USC's losses at Oregon State and at UCLA last year should have given pause to those who question the Pac-10's football prowess (such as, without naming names, L.M. from Baton Rouge). The league only got deeper this season; Dennis Erickson is taking over an Arizona State team that never quite got out of its own way under his predecessor, Dirk Koetter.
Erickson will resume his quest to become the first coach to win a national championship at two schools. Both he and Spurrier, now in his third season at South Carolina, returned to college football at schools with lower profiles than where they won their titles.

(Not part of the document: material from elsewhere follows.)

PR #1813, opened 2026-06-14
fix(controller): reduce API server load and policy status update churn

### LINKED ISSUE #743: Restructure controller reconciliation loops to reduce the API server load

That isn't the case for the third coach looking for the national championship double. You may have missed this, but NASA reported the astronauts on the space shuttle last spring made contact with what can only be described as beings from another galaxy.
The leader of the aliens said, "We come in peace," followed by, "So how do you think Nick Saban will do at Alabama?"

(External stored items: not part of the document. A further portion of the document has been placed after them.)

PR #1802, opened 2026-06-08
feat!: admission controller Helm chart consolidation

jvanz:
## Description

This is the first version of the consolidation of all the 3 admission controller Helm charts into one.

> [!NOTE]
> Even if the amount of the line changes are quite big, if reviewed per commit bases the process will not be that hard. Because many changes are file moves/deletion and the context of the changes help to makes sense of it.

The public is reacting to the new Crimson Tide coach as if he is the Barry Bonds of college football -- beloved at home for what his fans believe he is going to do, hated on the road for his intimidating attitude and for what his detractors believe he did (bend NCAA recruiting rules). I made this comparison from the dais at a charity dinner in Mobile, Ala., last month, and the chill that washed over me didn't come from the air conditioning.
Saban will attempt to prove that he can remake in Tuscaloosa what he built in Baton Rouge, much like another member of the national championship fraternity. Bobby Bowden is attempting to remake at Florida State what he built at, um, Florida State. Bowden rebuilt his offensive staff, bringing in four new coaches led by Saban's former offensive coordinator, Jimbo Fisher, to jump-start an offense that has been dead for a couple of years.

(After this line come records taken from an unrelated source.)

PR #1819, opened 2026-06-18
Rename chart to adm controller

jvanz:
## Description

Rename the new single helm chart to adm-controller and update the migration script to allow the migration after the renaming. This change in the migration script is necessary to avoid issue changing immutable fields.


kravciak:
I am wondering, why do we use adm-controller instead of admission-controller?
Do we also consider short names for other products?

jvanz:
> I am wondering, why do we use adm-controller instead of admission-controller? Do we also consider short names for other products?

That's a good question. I've used `adm-controller` because it was the suggestion from the single helm chart PR. And, as people working in software industry have the tendency to use short as much as possible, I did not think too much about it.  :laughing: 

To be honest, I don't have strong opinion about this. Maybe the full name is a good idea. It's compatible with the sbomscanner chart [name](https://github.com/kubewarden/helm-charts/blob/e1afbe2cd056863b504a89d69cfa6227821315a3/charts/sbomscanner/Chart.yaml#L2)

jvanz:
> I am running from this PR (with latest images). Do we want to keep `kubewarden-` name prefix?

I do not see issues on that.

kravciak:
> > I am running from this PR (with latest images). Do we want to keep `kubewarden-` name prefix?
> 
> I do not see issues on that.

Sorry, I deleted comment as soon as I posted, it was my problem with e2e :)

kravciak:
we have `app.kubernetes.io/managed-by=kubewarden-controller`
```
k get pods -n kubewarden --show-labels | grep kubewarden-
policy-server-default-c488fd889-9n5r8   1/1     Running     0          91s   app.kubernetes.io/component=policy-server,app.kubernetes.io/instance=policy-server-default,app.kubernetes.io/managed-by=kubewarden-controller,app.kubernetes.io/part-of=kubewarden,app=kubewarden-policy-server-default,kubewarden/config-version=9195,kubewarden/policy-server=default,pod-template-hash=c488fd889
```

charts/admission-controller/Chart.yaml
```diff
@@ -1,5 +1,5 @@
 apiVersion: v2
-name: kubewarden-controller
+name: adm-controller
 description: A Helm chart for deploying the Kubewarden stack
```
flavio, line 3:
```suggestion
description: A Helm chart for deploying the Kubewarden admission controller stack
```

flavio (commented):
Overall LGTM.

As for the naming, this is always a hard topic 😅 

I think we could name the chart `kw-adm-controller`, the current name leads to a somehow vague name:

```console
helm ls -n kubewarden
NAME            NAMESPACE       REVISION        UPDATED                                         STATUS          CHART                           APP VERSION
adm-controller  kubewarden      1               2026-06-19 09:26:16.792454777 +0200 CEST        deployed        adm-controller-6.0.0-alpha.1    v1.37.0-alpha.1
```

charts/admission-controller/templates/controller/service.yaml
jvanz, line 1: This is not a new file. It just a "rename". However, git, for some reason, could not detect the renaming. You can see the same file being deleted in this PR. :shrug:

charts/admission-controller/templates/controller/controller-serviceaccount.yaml
jvanz, line 1: This is not a new file. It just a "rename". However, git, for some reason, could not detect the renaming. You can see the same file being deleted in this PR. :shrug:

jvanz:
@kubewarden/kubewarden-developers I've renamed the helm chart to `admission-controller`. I'm investigating why the go e2e tests are not passing and testing the migration again. But you can start the review already.

kravciak:
Last issue with e2e tests is wrong versions in hauler:
```bash
✗ [basic-tests.bats] Version checks [3426]
allow-privilege-escalation-psp: [haul:v1.0.11 helm:v1.0.10]
capabilities-psp: [haul:v1.0.11 helm:v1.0.10]
host-namespaces-psp: [haul:v1.1.9 helm:v1.1.8]
hostpaths-psp: [haul:v1.1.8 helm:v1.1.7]
pod-privileged: [haul:v1.0.11 helm:v1.0.10]
user-group-psp: [haul:v1.1.5 helm:v1.1.5]
```

Otherwise https://github.com/kubewarden/kubewarden-end-to-end-tests/pull/313 is passing locally with this PR.

flavio (approved):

The Atlantic Coast Conference is expected to show new signs of life, too. That is said with no disrespect toward last season's champion, Wake Forest, which provided one of the best story lines of 2007. The Demon Deacons begin this season in their customary position, overshadowed by the Virginia Techs, Miamis and Florida States.
It's not that Wake will find it difficult to duplicate its success in 2007 as much as the feeling that success engendered. Surprising success is the narcotic of sport. It never feels quite so euphoric the next time. Big East commissioner Mike Tranghese has figured this out. He refers to 2007, when a league looked down upon by fans and foes alike took three undefeated teams into November, as "Cinderella."
The fairy tale may be over, but the Big East has four genuine Heisman Trophy candidates in Louisville quarterback Brian Brohm, West Virginia tailback Steve Slaton and quarterback Pat White, and Rutgers tailback Ray Rice. Rutgers, as did Wake Forest and, of course, Boise State, proved last season that the have-nots in college football occasionally have quite a lot.
The Broncos' rousing 43-42 overtime victory over Oklahoma in the Fiesta Bowl has raised the profile of all schools in conferences that don't get automatic BCS bids. This season, TCU and Hawaii are the preseason favorites to burst through the BCS doors and earn an at-large bid. The Warriors return 14 starters from an 11-3 team, including quarterback Colt Brennan.
Brennan not only broke the single-season record with 58 touchdown passes in 2007, but he also led Division I-A in passing efficiency (186.0). The senior is expected to contend for the Heisman Trophy, and neither his success nor the rise of his team should come as any surprise in the 2007 season.
After all, Hawaii is the southernmost team in the country.